### WORK REQUEST
Among the records below, which lines contain the string "tidy"? Report them.

Collected data entries
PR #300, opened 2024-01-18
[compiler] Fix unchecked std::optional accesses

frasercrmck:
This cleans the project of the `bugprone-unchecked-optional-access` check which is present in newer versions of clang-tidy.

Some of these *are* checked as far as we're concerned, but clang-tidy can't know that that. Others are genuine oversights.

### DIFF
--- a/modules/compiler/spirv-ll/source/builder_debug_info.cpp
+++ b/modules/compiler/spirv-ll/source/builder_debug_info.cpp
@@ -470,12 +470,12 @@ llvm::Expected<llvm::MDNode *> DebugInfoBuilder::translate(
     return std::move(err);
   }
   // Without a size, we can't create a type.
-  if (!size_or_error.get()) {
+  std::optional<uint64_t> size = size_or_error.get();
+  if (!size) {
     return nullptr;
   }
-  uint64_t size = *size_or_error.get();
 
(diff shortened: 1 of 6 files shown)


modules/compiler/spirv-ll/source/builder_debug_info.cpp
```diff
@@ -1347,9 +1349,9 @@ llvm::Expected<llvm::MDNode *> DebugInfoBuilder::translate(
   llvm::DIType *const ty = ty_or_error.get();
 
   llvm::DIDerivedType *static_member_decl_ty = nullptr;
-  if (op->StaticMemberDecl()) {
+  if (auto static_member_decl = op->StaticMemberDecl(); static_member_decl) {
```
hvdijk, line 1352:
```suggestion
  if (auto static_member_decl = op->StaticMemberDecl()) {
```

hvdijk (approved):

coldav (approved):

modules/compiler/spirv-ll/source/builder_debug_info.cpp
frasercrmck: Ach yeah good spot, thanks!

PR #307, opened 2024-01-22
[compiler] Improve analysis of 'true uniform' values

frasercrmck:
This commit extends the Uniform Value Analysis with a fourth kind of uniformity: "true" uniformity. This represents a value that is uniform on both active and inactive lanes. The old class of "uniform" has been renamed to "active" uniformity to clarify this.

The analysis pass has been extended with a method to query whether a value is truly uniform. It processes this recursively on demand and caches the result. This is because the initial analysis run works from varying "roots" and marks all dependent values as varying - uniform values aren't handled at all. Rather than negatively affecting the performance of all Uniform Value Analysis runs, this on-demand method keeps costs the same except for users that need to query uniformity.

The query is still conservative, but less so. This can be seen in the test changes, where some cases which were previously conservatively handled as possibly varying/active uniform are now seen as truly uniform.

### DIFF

### ANSWER AREA
This cleans the project of the `bugprone-unchecked-optional-access` check which is present in newer versions of clang-tidy.
Some of these *are* checked as far as we're concerned, but clang-tidy can't know that that. Others are genuine oversights.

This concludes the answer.